Tuesday, September 17, 2013

Getting to 3.2% in Fracking

The New York Times today reported potentially encouraging news from a collaborative study out of the University of Texas:  methane leakage rates from hydraulically fractured shale gas wells might be lower than previously estimated EPA rates.  The study emerged from a combined effort of gas companies, the Environmental Defense Fund, an independent Scientific Advisory Panel, and academics.  It finds that methane emissions from the flowback process--when hydraulic fracturing fluid and some gas (methane) flows back out of the well--range from 0.1 Mg to 17 Mg (with a mean of 1.7 Mg of methane released and "75% confidence bounds of 0.67-3.3 Mg"), as compared to previous EPA estimates of an average of 81 Mg per flowback event.  Emissions from pumps and other equipment at well sites, on the other hand, are "comparable to and higher than" EPA estimates.  In total, methane emissions from activities at the wellhead might represent "0.42% of gross gas production."  These findings are important because organizations like EDF believe that methane leakage rates from the rapidly-growing shale gas resource must be 3.2% or lower for gas to provide a climate advantage over new coal-fired power plants. 

But we are not out of the weeds yet.  This EDF, university, and industry-led study is only one of approximately 16 studies planned to be published in academic journals by 2014, and the study only addresses leakage at the wellhead.  The amount of methane leakage through the entire natural gas system, from production to "gathering & processing, long distance transmission & storage, local distribution, and transportation," is still a murky number.
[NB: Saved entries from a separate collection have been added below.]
PR #4079, opened 2026-04-25
fix: pin Task.Factory.StartNew to TaskScheduler.Default (#4071)

### LINKED ISSUE #4071: ServiceActivator Dispatcher/Performer can deadlock under non-default TaskScheduler
### Summary

`Dispatcher.Start()` and `Performer.Run()` call `Task.Factory.StartNew(..., TaskCreationOptions.LongRunning)` without passing an explicit `TaskScheduler`. `StartNew` inherits `TaskScheduler.Current`, and `LongRunning` is only a hint that custom schedulers aren't required to honor. When a caller constructs or starts a `Dispatcher` from inside a limited-concurrency / single-threaded scheduler — including Brighter's own `BrighterAsyncContext.Run(...)` used on the Proactor path — the dispatcher control loop and the performer message pump queue on that blocked scheduler. `End().Wait()` / `await End()` then never returns.

The same pattern exists in the obsolete `Paramore.Brighter.Policies.Handlers.TimeoutPolicyHandler`, which passes `scheduler: TaskScheduler.Current` outright.

### Reproduction

Call the dispatcher from within a non-default scheduler context. The simplest reproduction exists in the test suite after migrating `MessageDispatcherMultiplePerformerTests.WhenAMessageDispatcherStartsMultiplePerformers` from xUnit `[Fact] public void` to TUnit `[Test] public async Task`:

```csharp
[Before(Test)]
public async Task Setup()
{
    await Assert.That(_dispatcher.State).IsEqualTo(DispatcherState.DS_AWAITING);
    _dispatcher.Receive();
}

[Test]
public async Task WhenAMessageDispatcherStartsMultiplePerformers()
{
    await Assert.That(_dispatcher.State).IsEqualTo(DispatcherState.DS_RUNNING);
    await Assert.That(_dispatcher.Consumers.Count()).IsEqualTo(3);
    await _dispatcher.End();            // <-- hangs indefinitely
    await Assert.That(_bus.Stream(new RoutingKey(Topic))).IsEmpty();
    await Assert.That(_dispatcher.State).IsEqualTo(DispatcherState.DS_STOPPED);
}
```

Observed failure: test times out at TUnit's 30-minute default; the diagnostic trace shows the control task parked on `Task.WaitAny` while the performer tasks were never scheduled.

### Why it hangs

`Task.Factory.StartNew` without an explicit scheduler captures `TaskScheduler.Current`. Under any custom scheduler (including `BrighterTaskScheduler` installed by `BrighterAsyncContext.Run`, plus ASP.NET / WPF / async-test host ambient schedulers), the captured scheduler enqueues the LongRunning work behind the very task that is waiting for it. `TaskCreationOptions.LongRunning` does not force a new thread — that is a contract only `TaskScheduler.Default` implements.

This is a production-visible deadlock, not just a test-only issue: any app code that kicks off a `Dispatcher` from inside `BrighterAsyncContext.Run`, from nested `Run` calls, or from a scheduler with limited concurrency, is exposed.

### Proposed fix

Pass `TaskScheduler.Default` explicitly in the affected call sites:

- `src/Paramore.Brighter.ServiceActivator/Dispatcher.cs` — the `_controlTask = Task.Factory.StartNew(...)` in `Start()`.
- `src/Paramore.Brighter.ServiceActivator/Performer.cs` — `Run()` should return `Task.Factory.StartNew(() => _messagePump.Run(), CancellationToken.None, TaskCreationOptions.LongRunning, TaskScheduler.Default)` (also drop the unnecessary `async`/`await` wrapper).
- `src/Paramore.Brighter/Policies/Handlers/TimeoutPolicyHandler.cs` — replace `scheduler: TaskScheduler.Current` with `TaskScheduler.Default`.

`InMemoryBox` already follows this pattern and is a useful reference.

### Follow-ups worth doing alongside the fix

- **Audit**: grep the codebase for `Task.Factory.StartNew` without an explicit `TaskScheduler` and decide per call site whether `Default` or `Current` is correct. The right default is almost always `Default` unless the code genuinely wants to inherit the caller's context.
- **Analyzer rule**: add a Roslyn analyzer / editorconfig pattern against bare `Task.Factory.StartNew` to catch this class of bug on future contributions.
- **Regression test**: start a `Dispatcher` from inside `BrighterAsyncContext.Run(...)`, enqueue a message, and verify `End()` completes within a reasonable bound — complements the existing `When_proactor_shutdown_inside_async_context_should_not_deadlock` test which addressed a narrower case (issue #3684).

### Context

Surfaced during the TUnit migration in #4065 — xUnit's `[Fact] public void` tests invoked the dispatcher on the calling thread with `TaskScheduler.Current == Default`, hiding the bug. TUnit's `async Task` tests exercise the async continuation path and exposed it. Fix is being pushed on the `feature/tunit-migration` branch but the bug itself predates the migration and applies to production callers.

thomhurst:
Closes #4071.

## Summary
- `Dispatcher.Start`, `Performer.Run`, `TimeoutPolicyHandler`, `Mediator.Runner`, and `Mediator.Waker` called `Task.Factory.StartNew` without an explicit `TaskScheduler`, inheriting `TaskScheduler.Current`. Under any limited-concurrency scheduler (`BrighterAsyncContext`, ASP.NET, async test hosts), the control task / message pump queued behind the very thread waiting for them and `End()` / `await` never returned. `TaskCreationOptions.LongRunning` is only a hint — only `TaskScheduler.Default` guarantees a fresh thread.
- Pass `TaskScheduler.Default` explicitly at every affected call site. `Performer.Run` also dropped its redundant `async`/`await` wrapper.
- Added regression test `DispatcherOnLimitedConcurrencySchedulerTests` using `ConcurrentExclusiveSchedulerPair` — verified red without the fix (30 s deadlock) and green with it (~600 ms).

## Test plan
- [x] New regression test fails with `TaskCreationOptions.LongRunning`-only call (deadlock at 30 s) and passes with `TaskScheduler.Default` pin.
- [x] All 81 `MessageDispatch` tests pass on `net9.0`.
- [x] All 40 Policy / Mediator / Workflow tests pass on `net9.0` (2 pre-existing skips on obsolete Timeout API).
- [x] `Paramore.Brighter.ServiceActivator` and `Paramore.Brighter.Mediator` build clean.

### DIFF
--- a/src/Paramore.Brighter.Mediator/Runner.cs
+++ b/src/Paramore.Brighter.Mediator/Runner.cs
@@ -71,12 +71,12 @@ public class Runner<TData>
         var task = Task.Factory.StartNew(async () =>
         {
             cancellationToken.ThrowIfCancellationRequested();
-            
+
             await ProcessJobs(cancellationToken);
-            
+
             cancellationToken.ThrowIfCancellationRequested();
-            
-        }, cancellationToken);
+
+        }, cancellationToken, TaskCreationOptions.DenyChildAttach, TaskScheduler.Default);
         
         Task.WaitAll([task], cancellationToken);
         
--- a/src/Paramore.Brighter.Mediator/Waker.cs
+++ b/src/Paramore.Brighter.Mediator/Waker.cs
@@ -72,7 +72,7 @@ public class Waker<TData>
             if (cancellationToken.IsCancellationRequested)
                 cancellationToken.ThrowIfCancellationRequested();
 
-        }, cancellationToken);
+        }, cancellationToken, TaskCreationOptions.DenyChildAttach, TaskScheduler.Default);
         
         Task.WaitAll([task], cancellationToken);
         
--- a/src/Paramore.Brighter.ServiceActivator/Dispatcher.cs
+++ b/src/Paramore.Brighter.ServiceActivator/Dispatcher.cs
@@ -27,6 +27,7 @@ using System.Collections.Concurrent;
 using System.Collections.Generic;
 using System.Linq;
 using System.Reflection;
+using System.Threading;
 using System.Threading.Tasks;
 using Microsoft.Extensions.Logging;
 using Paramore.Brighter.Extensions;
@@ -335,7 +336,9 @@ namespace Paramore.Brighter.ServiceActivator
                     Log.DispatcherStopped(s_logger);
                 }
             },
-            TaskCreationOptions.LongRunning);
+            CancellationToken.None,
+            TaskCreationOptions.LongRunning,
+            TaskScheduler.Default);
 
             while (State != DispatcherState.DS_RUNNING)
             {
--- a/src/Paramore.Brighter.ServiceActivator/Performer.cs
+++ b/src/Paramore.Brighter.ServiceActivator/Performer.cs
@@ -23,6 +23,7 @@ THE SOFTWARE. */
 #endregion
 
 using System;
+using System.Threading;
 using System.Threading.Tasks;
 
 namespace Paramore.Brighter.ServiceActivator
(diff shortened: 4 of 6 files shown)


iancooper (approved):
Thanks @thomhurst

PR #4080, opened 2026-04-25
fix: Mediator Runner/Waker RunAsync awaits inner work (#4078)

### LINKED ISSUE #4078: Mediator Runner/Waker fire-and-forget: RunAsync returns before background work finishes
## Summary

In addition to lacking definitive evidence that system-wide methane leakage is below 3.2%, we also must understand the limitations of the wellhead study.  The study makes excellent progress within the methane leakage debate because it measures actual leakage rates from "150 production sites, 27 well completion flowbacks, 9 well unloadings, and 4 workovers," including 489 hydraulically fractured wells in several regions.   But as with any study that must rely on industry cooperation to access data, there is a concern that the researchers measured industry best practices.  It is possible, in other words, that the industry actors most willing to participate in the study were those that already used the best methane capture technology and practices and were least worried about the results.  Indeed, the study notes that the "dataset is designed to be representative of the participating companies' activities and practices, but not necessarily all activities and practices."

It is not yet clear that the EPA-estimated 25,000 wells fractured or refractured each year use methane capture practices as beneficial as the 489 hydraulically fractured wells in the study.  The authors of the Texas-led study indicate that "[m]ultiple methods were used to minimize the potential for bias in the sample set," and they provide a detailed appendix of the study scope and method.  The appendix indicates that "[r]epresentative sampling was believed to be achieved by: [s]electing a large number of companies, [s]electing a range of geographic areas to sample," and "[s]electing [a] minimum number of sampling targets in each area." But the appendix shows that the nine mid-size and large companies that participated in the study "account for almost 12% of all U.S. gas wells," "16% of gross gas production," and "almost half of the new well completions." Although this represents a sizeable chunk of industry, it might also represent the most cooperative and progressive chunk.   There is some indication that not all companies are amenable to the types of methane capture practices used by these companies.  The American Petroleum Institute has complained about the costs of new EPA Clean Air Act rules that will require methane capture or flaring (burning off of gas) similar to the practices used at the 489 wells studied by the University of Texas team.  It worries that the "reduced emissions completion" (REC) technologies necessary to achieve this capture rate will not be available in the numbers needed and will slow down drilling and fracturing. 

We also need to think about the broader climate impacts of gas, as noted by Patrick Parenteau & Abigail Barnes and others. Although we know that the displacement of coal with gas has benefits far beyond (apparent) greenhouse gas reductions, there is the broader threat of what the Natural Resources Defense Council calls a "fossil fuel lock-in" (link is to video archives of a National Research Council presentation by Kate Sinding of NRDC).  The existence of abundant, cheap natural gas threatens to distract us from implementing energy efficiency and renewable energy projects at a rapid rate.  MIT researchers have noted that the focus on gas slows down and in some cases stops innovation in areas like carbon capture and sequestration, and the International Energy Agency reminds us that gas is not enough to meet climate goals like stabilizing global temperature rise to 2 degrees Celsius.  To make real progress on climate issues, we must rapidly invest in fossil fuel alternatives while continuing to achieve systemwide reductions in methane leakage from gas operations.